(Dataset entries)
▬▬▬
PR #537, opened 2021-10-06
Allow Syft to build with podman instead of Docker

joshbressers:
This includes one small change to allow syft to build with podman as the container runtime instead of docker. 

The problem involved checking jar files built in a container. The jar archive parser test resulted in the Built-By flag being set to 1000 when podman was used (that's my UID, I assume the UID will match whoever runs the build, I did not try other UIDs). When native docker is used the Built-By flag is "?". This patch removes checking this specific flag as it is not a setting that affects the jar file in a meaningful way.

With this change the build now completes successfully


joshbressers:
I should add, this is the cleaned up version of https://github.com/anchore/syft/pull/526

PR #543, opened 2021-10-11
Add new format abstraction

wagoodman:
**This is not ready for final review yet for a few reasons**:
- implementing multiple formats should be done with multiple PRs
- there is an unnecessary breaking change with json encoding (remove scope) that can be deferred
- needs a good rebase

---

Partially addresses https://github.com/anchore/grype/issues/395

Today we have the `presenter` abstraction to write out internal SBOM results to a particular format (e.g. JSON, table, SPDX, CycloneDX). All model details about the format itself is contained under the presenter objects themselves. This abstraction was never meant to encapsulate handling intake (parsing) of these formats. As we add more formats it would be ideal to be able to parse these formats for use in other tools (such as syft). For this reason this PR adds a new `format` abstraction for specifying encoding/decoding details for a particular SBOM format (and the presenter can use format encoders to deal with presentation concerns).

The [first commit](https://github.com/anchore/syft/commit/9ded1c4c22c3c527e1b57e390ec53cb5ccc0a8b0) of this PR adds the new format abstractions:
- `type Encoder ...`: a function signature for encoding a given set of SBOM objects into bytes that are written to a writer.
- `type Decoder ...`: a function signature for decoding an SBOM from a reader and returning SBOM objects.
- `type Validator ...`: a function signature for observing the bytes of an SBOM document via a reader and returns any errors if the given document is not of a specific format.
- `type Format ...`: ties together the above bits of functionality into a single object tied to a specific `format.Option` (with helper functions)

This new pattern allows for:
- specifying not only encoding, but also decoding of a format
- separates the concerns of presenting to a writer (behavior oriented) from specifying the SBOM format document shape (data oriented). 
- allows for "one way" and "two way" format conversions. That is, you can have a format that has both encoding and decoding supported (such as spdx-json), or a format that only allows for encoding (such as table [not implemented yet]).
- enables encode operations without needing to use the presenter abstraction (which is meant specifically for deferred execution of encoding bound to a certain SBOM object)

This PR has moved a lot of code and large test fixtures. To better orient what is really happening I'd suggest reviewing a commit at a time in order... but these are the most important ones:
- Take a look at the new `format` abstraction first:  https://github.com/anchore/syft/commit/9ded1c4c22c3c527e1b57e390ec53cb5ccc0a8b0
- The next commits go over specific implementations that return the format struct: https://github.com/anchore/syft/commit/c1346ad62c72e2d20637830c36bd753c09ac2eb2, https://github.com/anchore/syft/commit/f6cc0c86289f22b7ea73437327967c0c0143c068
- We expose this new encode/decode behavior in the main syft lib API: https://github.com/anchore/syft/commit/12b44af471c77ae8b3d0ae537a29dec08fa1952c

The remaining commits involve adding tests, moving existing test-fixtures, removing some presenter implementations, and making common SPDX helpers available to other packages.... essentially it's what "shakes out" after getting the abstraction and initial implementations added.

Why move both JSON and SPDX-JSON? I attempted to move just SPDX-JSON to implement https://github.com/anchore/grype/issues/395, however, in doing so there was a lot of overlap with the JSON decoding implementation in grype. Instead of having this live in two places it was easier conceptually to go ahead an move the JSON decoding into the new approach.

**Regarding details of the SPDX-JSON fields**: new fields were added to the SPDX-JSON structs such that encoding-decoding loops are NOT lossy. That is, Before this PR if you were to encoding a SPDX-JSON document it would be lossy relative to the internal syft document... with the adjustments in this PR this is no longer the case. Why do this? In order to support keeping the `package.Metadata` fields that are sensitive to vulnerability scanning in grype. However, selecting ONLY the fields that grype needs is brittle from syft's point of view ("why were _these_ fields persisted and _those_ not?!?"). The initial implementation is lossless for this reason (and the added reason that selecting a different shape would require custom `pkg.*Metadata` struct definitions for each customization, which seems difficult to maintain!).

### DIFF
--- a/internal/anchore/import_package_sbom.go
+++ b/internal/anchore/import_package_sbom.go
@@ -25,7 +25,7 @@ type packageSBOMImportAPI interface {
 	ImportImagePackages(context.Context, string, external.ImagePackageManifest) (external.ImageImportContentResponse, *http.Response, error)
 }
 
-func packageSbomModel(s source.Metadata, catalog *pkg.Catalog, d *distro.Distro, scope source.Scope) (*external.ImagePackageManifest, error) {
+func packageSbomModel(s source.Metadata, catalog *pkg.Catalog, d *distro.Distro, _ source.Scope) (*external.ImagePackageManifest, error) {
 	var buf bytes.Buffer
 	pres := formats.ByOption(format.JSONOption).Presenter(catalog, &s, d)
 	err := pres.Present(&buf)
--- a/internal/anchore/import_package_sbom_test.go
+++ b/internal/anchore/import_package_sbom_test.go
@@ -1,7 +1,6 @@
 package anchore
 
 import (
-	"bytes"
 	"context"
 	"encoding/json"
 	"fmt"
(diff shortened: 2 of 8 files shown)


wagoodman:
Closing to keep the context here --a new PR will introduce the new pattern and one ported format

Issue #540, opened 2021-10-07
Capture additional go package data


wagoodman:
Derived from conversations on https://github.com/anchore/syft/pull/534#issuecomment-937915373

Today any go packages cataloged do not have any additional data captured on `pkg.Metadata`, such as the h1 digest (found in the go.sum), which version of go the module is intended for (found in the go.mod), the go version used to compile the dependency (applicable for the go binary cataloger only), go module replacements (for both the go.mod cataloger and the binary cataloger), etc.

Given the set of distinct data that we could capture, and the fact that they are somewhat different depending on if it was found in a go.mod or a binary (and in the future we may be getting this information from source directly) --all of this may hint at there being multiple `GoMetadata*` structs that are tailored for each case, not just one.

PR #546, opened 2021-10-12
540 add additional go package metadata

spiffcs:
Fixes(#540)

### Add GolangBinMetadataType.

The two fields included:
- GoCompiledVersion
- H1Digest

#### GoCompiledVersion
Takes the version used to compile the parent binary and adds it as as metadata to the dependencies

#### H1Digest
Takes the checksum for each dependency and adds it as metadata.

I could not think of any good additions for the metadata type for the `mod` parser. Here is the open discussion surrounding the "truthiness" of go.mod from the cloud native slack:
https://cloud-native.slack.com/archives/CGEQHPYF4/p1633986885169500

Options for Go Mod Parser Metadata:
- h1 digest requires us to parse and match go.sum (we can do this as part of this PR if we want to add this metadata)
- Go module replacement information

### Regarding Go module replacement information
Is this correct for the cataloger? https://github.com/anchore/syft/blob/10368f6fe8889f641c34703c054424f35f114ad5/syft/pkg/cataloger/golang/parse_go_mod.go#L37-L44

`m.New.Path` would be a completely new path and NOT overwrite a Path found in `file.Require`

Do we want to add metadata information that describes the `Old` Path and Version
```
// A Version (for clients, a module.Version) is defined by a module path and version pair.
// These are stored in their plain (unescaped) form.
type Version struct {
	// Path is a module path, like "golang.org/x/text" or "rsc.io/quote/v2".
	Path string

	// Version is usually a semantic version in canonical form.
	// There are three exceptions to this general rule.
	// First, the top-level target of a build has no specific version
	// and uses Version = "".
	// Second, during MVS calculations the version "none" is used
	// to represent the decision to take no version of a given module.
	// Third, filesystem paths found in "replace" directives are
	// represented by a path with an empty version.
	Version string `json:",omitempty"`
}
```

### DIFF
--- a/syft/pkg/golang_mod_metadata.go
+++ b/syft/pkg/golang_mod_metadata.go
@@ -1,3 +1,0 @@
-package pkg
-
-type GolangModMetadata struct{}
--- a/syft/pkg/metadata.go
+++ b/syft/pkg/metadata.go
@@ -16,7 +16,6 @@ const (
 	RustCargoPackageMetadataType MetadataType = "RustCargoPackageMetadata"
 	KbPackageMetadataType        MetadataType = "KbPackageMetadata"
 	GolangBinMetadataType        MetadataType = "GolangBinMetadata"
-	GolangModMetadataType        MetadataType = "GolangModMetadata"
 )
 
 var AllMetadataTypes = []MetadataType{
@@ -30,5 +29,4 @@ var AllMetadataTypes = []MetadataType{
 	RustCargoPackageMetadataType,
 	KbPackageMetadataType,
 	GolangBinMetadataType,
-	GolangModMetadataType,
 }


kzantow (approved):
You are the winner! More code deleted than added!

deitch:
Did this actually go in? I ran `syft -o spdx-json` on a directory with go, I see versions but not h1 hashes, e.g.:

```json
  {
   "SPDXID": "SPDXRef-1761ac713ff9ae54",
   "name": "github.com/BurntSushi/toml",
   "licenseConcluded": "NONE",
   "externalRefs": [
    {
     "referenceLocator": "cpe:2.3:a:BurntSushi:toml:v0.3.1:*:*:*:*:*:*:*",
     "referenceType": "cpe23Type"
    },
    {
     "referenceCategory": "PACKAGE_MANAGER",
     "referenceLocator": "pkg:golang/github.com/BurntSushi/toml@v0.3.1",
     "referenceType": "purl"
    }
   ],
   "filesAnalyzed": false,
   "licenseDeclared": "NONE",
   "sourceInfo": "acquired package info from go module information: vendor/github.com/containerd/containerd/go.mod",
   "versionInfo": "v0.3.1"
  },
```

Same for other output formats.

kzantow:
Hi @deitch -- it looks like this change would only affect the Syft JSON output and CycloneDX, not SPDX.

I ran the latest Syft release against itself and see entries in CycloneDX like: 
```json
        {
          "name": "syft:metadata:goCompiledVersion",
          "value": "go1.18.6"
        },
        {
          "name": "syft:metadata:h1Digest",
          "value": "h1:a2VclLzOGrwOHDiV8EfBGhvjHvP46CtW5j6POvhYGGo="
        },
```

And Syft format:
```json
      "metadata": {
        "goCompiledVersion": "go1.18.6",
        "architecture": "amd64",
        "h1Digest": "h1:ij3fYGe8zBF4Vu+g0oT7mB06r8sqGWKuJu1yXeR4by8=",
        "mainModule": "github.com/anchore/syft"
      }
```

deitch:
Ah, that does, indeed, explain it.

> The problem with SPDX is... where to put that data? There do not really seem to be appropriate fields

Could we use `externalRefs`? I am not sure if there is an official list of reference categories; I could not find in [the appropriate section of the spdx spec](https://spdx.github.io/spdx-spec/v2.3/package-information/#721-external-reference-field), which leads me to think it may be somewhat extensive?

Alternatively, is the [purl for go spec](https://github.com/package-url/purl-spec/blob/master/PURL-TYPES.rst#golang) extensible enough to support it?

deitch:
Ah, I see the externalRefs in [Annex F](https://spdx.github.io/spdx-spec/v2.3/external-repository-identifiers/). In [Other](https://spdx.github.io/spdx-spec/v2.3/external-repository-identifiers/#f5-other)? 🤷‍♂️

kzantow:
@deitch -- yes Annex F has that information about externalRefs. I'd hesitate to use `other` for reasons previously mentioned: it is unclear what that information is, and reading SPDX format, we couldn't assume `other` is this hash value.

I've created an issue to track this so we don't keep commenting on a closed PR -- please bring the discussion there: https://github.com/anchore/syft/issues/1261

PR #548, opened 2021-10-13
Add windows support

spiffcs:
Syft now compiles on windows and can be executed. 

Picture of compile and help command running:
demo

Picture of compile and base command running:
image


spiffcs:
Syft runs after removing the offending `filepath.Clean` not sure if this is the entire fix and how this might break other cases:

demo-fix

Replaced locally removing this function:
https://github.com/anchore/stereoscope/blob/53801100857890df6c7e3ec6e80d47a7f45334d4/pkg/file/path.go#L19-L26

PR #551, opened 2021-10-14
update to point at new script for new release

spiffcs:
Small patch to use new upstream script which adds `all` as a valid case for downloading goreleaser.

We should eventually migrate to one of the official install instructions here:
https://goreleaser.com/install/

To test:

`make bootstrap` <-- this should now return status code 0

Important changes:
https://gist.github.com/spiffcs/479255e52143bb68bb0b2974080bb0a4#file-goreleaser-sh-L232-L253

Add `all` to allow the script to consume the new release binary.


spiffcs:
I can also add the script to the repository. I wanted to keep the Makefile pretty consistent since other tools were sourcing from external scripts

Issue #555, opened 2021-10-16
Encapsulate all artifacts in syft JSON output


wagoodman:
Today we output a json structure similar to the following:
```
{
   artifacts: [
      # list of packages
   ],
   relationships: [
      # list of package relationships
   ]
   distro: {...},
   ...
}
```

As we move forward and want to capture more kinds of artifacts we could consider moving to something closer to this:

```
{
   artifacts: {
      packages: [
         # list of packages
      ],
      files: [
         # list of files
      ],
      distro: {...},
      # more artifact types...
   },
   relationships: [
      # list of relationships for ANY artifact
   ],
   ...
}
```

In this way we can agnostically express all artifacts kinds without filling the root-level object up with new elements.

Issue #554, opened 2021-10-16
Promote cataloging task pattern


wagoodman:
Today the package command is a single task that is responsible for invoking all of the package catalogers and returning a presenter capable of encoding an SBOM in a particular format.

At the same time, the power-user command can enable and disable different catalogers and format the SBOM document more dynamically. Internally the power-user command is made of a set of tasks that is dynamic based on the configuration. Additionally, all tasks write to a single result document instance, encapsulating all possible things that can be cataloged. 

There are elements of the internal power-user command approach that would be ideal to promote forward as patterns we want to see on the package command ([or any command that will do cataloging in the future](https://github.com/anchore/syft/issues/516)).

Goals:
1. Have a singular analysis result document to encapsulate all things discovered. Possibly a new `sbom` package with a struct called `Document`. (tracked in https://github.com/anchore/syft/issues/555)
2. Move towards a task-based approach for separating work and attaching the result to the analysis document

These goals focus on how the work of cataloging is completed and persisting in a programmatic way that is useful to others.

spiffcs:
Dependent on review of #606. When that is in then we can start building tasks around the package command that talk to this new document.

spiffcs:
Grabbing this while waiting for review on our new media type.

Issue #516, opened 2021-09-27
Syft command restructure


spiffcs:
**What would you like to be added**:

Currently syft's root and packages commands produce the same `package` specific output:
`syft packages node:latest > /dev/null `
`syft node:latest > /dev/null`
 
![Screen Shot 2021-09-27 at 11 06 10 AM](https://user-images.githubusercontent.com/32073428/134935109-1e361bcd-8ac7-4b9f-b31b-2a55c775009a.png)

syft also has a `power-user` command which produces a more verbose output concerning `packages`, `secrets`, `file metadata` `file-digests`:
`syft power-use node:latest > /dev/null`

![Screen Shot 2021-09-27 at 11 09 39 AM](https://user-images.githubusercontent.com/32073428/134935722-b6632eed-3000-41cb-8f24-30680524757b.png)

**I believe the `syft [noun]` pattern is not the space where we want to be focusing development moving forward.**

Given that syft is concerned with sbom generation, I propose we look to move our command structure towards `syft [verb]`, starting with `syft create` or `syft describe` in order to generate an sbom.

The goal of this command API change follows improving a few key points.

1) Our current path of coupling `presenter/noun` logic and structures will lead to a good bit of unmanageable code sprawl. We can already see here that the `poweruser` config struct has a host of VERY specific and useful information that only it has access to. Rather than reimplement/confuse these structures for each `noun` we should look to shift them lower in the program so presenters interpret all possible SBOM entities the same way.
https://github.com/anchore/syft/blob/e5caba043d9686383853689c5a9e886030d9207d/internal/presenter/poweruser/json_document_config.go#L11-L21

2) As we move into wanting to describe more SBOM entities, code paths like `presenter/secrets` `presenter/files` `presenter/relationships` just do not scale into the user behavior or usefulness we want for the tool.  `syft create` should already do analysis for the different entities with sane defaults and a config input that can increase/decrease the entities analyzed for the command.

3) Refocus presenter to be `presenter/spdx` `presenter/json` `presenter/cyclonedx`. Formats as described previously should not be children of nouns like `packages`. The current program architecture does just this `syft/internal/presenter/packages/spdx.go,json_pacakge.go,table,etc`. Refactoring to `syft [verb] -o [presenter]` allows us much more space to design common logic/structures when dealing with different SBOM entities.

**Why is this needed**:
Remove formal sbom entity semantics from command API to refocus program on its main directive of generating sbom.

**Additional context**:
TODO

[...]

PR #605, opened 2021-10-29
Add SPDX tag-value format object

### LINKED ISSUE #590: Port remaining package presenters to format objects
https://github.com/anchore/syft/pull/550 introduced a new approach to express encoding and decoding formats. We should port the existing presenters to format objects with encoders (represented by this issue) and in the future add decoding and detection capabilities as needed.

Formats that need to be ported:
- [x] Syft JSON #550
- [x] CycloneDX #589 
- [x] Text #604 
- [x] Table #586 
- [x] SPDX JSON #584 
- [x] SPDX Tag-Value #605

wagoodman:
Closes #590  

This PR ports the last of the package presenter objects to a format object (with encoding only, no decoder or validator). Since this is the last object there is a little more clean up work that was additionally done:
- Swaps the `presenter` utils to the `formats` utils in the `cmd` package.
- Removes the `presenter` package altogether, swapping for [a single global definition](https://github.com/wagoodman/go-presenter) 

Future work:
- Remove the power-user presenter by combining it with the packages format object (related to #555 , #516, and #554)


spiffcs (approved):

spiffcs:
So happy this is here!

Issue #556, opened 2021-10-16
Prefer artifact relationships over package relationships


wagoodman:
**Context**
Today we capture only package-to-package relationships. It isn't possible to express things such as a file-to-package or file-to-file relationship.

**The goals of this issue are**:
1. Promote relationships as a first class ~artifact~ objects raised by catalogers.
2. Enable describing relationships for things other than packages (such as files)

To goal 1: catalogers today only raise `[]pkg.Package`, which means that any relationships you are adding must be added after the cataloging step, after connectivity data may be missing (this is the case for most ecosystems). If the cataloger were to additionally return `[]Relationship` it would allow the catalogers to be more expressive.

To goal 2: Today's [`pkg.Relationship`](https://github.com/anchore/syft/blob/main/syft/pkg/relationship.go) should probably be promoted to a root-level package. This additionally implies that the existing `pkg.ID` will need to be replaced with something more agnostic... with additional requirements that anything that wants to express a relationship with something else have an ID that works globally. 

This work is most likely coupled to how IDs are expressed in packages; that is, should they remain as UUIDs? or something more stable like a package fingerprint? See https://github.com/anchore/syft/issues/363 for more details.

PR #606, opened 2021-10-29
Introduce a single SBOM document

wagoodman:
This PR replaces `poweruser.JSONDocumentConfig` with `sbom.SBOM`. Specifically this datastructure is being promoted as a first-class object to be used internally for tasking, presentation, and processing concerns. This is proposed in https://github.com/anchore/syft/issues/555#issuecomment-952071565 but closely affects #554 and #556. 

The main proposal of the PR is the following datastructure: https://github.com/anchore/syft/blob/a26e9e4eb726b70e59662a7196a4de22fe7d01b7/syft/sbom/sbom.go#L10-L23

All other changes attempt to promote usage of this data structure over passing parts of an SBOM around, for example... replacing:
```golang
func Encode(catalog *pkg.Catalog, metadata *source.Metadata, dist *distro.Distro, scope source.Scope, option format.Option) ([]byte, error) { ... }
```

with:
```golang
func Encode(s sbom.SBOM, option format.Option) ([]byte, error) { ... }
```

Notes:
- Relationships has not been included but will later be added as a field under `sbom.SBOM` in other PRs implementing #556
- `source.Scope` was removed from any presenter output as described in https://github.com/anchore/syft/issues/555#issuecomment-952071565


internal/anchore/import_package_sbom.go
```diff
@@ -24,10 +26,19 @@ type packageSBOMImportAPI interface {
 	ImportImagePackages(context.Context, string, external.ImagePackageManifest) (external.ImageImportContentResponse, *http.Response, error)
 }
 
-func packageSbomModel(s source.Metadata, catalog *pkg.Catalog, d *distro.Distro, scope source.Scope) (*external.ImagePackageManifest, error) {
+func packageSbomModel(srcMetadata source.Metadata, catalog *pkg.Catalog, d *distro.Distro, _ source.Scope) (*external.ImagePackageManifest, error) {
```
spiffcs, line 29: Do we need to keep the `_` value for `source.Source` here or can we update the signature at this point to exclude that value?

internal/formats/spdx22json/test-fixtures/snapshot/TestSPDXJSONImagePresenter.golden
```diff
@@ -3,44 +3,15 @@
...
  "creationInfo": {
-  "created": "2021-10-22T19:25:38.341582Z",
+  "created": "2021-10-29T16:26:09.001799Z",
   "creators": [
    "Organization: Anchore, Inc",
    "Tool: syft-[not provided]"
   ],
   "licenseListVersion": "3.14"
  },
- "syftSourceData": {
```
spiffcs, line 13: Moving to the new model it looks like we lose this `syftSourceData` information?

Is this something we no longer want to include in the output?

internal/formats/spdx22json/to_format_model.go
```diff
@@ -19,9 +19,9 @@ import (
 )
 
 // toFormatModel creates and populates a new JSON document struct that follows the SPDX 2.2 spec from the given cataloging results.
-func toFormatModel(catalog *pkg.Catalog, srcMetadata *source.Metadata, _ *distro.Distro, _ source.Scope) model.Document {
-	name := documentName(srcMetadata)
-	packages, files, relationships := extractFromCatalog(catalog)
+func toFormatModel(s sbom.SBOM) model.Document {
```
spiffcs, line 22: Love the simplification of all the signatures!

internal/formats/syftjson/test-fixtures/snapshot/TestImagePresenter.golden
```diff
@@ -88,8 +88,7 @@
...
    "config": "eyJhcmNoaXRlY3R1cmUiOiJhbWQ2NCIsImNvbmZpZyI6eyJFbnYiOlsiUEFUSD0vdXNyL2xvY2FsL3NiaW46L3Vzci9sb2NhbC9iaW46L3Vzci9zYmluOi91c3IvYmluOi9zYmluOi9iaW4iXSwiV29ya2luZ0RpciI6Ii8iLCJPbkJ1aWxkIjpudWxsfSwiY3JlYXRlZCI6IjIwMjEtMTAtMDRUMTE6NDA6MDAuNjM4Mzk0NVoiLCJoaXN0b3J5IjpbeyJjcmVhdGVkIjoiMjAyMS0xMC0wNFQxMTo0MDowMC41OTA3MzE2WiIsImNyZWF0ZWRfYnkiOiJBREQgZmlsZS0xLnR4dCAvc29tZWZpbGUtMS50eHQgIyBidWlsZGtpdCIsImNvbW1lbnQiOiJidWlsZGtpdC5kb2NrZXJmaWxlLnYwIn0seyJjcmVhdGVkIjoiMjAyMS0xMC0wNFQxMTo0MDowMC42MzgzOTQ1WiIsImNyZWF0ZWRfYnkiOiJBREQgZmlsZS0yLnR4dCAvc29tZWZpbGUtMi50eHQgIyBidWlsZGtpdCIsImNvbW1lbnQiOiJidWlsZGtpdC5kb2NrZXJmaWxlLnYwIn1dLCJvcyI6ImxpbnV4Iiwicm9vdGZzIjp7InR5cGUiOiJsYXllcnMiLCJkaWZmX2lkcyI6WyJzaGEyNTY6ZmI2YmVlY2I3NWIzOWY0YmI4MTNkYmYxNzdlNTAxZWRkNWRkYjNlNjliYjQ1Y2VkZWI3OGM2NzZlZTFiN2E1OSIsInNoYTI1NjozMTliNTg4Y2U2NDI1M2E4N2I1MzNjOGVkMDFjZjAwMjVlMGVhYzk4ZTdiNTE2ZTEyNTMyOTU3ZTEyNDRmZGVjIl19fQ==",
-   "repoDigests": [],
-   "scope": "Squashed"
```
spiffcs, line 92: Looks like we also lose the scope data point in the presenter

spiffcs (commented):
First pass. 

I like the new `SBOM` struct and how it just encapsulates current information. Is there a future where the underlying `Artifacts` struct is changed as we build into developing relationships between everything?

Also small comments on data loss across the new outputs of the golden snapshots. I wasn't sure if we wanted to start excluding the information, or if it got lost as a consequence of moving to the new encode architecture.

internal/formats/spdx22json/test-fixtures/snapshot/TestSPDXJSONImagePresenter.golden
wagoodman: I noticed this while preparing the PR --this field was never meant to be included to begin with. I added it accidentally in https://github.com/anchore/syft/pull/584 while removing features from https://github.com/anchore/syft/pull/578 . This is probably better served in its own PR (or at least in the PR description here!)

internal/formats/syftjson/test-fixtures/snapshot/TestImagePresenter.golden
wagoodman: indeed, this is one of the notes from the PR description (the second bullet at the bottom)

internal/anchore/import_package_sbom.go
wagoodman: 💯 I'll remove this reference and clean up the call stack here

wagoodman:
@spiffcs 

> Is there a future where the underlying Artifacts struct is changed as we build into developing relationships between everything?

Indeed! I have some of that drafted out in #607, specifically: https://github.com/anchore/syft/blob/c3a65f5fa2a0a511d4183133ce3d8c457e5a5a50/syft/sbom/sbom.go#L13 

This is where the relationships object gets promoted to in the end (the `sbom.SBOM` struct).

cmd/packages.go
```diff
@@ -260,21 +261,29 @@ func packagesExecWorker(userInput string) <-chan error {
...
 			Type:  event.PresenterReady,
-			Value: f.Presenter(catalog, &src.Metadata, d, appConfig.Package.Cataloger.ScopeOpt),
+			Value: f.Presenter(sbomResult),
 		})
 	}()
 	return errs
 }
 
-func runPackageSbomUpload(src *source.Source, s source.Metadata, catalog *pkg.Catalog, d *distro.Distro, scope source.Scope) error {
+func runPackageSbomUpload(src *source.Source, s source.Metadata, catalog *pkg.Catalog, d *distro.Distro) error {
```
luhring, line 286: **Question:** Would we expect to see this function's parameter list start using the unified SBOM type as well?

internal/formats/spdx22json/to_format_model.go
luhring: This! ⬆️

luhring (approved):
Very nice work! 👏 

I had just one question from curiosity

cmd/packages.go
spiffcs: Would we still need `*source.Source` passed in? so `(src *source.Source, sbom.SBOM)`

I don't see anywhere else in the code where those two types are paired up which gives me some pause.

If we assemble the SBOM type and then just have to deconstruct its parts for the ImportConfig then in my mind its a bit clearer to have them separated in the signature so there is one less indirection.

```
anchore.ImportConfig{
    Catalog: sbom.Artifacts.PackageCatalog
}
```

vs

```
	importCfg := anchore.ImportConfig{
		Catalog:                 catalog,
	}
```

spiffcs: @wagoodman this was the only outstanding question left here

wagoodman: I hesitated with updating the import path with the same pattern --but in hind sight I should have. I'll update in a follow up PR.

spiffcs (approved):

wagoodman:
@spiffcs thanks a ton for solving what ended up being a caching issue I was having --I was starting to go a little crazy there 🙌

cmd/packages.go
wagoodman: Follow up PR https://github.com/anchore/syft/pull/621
▬▬▬
Which lines above run from the one containing "update to point at new script for new release" down to the one containing "At the same"? Repeat exactly those, both ends included, and nothing else.

TASK OUTPUT >>
update to point at new script for new release

spiffcs:
Small patch to use new upstream script which adds `all` as a valid case for downloading goreleaser.

We should eventually migrate to one of the official install instructions here:
https://goreleaser.com/install/

To test:

`make bootstrap` <-- this should now return status code 0

Important changes:
https://gist.github.com/spiffcs/479255e52143bb68bb0b2974080bb0a4#file-goreleaser-sh-L232-L253

Add `all` to allow the script to consume the new release binary.


spiffcs:
I can also add the script to the repository. I wanted to keep the Makefile pretty consistent since other tools were sourcing from external scripts

Issue #555, opened 2021-10-16
Encapsulate all artifacts in syft JSON output


wagoodman:
Today we output a json structure similar to the following:
```
{
   artifacts: [
      # list of packages
   ],
   relationships: [
      # list of package relationships
   ]
   distro: {...},
   ...
}
```

As we move forward and want to capture more kinds of artifacts we could consider moving to something closer to this:

```
{
   artifacts: {
      packages: [
         # list of packages
      ],
      files: [
         # list of files
      ],
      distro: {...},
      # more artifact types...
   },
   relationships: [
      # list of relationships for ANY artifact
   ],
   ...
}
```

In this way we can agnostically express all artifacts kinds without filling the root-level object up with new elements.

Issue #554, opened 2021-10-16
Promote cataloging task pattern


wagoodman:
Today the package command is a single task that is responsible for invoking all of the package catalogers and returning a presenter capable of encoding an SBOM in a particular format.

At the same time, the power-user command can enable and disable different catalogers and format the SBOM document more dynamically. Internally the power-user command is made of a set of tasks that is dynamic based on the configuration. Additionally, all tasks write to a single result document instance, encapsulating all possible things that can be cataloged. 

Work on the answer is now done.